The job is to find each line of the records below that includes the word "Insert" and copy it.
----------
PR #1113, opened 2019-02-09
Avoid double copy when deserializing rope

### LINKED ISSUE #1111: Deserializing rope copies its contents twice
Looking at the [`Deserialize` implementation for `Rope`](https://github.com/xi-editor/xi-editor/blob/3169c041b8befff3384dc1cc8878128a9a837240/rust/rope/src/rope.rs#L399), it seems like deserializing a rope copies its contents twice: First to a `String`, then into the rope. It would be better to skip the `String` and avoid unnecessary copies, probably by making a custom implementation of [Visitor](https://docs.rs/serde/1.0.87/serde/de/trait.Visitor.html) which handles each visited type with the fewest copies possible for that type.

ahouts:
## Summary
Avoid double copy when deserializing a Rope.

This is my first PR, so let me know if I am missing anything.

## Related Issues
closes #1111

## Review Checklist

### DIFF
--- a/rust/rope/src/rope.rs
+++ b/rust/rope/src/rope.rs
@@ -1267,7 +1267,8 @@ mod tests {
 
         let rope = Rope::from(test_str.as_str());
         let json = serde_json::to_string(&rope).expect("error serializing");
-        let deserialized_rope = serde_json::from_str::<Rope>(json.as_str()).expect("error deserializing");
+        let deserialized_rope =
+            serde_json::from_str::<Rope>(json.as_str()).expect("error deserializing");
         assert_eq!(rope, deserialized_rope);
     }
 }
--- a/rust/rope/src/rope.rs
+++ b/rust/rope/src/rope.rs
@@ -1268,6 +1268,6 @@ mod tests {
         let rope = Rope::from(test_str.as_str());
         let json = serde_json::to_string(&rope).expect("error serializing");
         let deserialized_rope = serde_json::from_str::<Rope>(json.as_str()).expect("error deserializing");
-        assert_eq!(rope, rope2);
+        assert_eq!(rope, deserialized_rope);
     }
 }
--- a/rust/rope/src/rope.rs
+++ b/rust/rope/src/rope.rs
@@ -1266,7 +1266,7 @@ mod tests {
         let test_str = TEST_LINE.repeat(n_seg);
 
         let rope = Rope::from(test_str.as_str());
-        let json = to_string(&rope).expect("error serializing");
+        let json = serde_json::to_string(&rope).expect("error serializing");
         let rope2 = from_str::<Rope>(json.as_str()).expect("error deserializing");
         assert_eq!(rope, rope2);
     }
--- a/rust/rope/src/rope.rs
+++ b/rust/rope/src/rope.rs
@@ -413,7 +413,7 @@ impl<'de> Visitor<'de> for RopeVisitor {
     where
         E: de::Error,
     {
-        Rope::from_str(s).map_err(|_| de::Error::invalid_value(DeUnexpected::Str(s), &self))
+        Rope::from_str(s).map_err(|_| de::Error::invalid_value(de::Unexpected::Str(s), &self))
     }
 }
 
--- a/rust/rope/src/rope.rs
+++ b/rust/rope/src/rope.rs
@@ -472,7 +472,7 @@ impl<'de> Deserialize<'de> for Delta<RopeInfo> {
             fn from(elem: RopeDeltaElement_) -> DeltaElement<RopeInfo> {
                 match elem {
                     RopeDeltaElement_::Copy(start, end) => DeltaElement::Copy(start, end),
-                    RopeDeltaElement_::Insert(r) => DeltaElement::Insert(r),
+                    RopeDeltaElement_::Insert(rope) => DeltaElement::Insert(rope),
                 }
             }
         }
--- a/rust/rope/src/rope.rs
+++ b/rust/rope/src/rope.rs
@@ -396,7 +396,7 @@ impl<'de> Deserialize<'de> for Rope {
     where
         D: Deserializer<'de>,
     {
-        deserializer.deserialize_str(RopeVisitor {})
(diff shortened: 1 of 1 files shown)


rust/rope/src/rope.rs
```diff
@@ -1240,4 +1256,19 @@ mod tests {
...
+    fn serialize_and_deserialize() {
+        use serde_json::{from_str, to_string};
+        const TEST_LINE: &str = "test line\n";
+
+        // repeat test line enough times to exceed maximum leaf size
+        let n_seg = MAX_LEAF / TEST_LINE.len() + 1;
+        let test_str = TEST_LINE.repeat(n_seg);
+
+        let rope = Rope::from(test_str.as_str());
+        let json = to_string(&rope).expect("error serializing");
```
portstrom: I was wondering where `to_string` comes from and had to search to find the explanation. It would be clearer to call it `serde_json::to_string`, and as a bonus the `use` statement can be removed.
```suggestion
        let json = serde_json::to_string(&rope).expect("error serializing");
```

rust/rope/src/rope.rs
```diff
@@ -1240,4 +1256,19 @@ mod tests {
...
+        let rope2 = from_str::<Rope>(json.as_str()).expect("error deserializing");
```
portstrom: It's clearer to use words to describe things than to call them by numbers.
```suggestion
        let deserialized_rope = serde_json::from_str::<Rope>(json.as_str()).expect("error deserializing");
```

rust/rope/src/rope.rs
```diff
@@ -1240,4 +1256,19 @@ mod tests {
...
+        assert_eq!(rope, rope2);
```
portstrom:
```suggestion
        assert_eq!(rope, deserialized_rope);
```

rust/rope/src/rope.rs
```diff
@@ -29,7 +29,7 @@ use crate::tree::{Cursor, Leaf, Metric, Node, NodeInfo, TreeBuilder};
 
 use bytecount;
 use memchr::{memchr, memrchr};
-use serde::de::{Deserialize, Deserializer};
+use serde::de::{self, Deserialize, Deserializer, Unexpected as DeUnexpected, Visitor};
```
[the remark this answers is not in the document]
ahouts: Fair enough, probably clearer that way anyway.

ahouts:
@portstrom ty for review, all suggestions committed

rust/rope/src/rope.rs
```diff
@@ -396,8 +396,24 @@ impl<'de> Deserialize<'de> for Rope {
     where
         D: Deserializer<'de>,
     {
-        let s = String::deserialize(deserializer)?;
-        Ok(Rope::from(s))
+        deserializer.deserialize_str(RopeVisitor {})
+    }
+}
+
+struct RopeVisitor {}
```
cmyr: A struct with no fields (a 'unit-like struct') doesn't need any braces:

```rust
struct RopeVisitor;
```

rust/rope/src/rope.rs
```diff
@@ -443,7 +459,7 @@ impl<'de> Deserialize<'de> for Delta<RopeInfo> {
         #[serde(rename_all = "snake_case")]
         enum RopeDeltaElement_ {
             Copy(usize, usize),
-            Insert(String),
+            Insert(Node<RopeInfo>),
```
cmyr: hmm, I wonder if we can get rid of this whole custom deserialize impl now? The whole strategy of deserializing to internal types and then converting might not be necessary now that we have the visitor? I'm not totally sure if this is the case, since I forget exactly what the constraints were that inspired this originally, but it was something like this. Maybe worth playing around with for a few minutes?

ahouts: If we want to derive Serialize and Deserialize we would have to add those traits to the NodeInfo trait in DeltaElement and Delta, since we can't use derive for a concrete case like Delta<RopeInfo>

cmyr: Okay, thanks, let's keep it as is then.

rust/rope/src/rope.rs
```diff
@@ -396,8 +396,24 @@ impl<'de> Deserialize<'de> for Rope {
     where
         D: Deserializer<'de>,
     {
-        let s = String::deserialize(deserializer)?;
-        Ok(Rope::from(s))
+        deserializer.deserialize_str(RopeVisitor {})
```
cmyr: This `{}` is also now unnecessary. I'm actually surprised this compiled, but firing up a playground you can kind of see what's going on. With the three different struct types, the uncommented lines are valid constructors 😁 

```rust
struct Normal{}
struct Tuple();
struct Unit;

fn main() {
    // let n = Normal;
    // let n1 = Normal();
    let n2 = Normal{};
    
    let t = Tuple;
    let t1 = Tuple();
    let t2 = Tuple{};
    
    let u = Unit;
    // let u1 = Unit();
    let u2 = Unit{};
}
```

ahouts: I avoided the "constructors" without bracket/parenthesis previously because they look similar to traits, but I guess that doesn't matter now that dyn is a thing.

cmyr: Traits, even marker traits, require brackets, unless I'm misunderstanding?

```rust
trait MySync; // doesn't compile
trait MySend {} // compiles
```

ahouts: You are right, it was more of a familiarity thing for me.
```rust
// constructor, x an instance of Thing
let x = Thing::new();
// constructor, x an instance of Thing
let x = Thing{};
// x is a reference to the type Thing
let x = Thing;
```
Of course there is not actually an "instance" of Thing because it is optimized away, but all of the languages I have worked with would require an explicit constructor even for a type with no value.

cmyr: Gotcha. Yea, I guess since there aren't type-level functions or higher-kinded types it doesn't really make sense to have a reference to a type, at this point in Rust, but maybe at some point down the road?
----------
- [EXERCISE SOLUTION]
-                    RopeDeltaElement_::Insert(r) => DeltaElement::Insert(r),
+                    RopeDeltaElement_::Insert(rope) => DeltaElement::Insert(rope),
-            Insert(String),
+            Insert(Node<RopeInfo>),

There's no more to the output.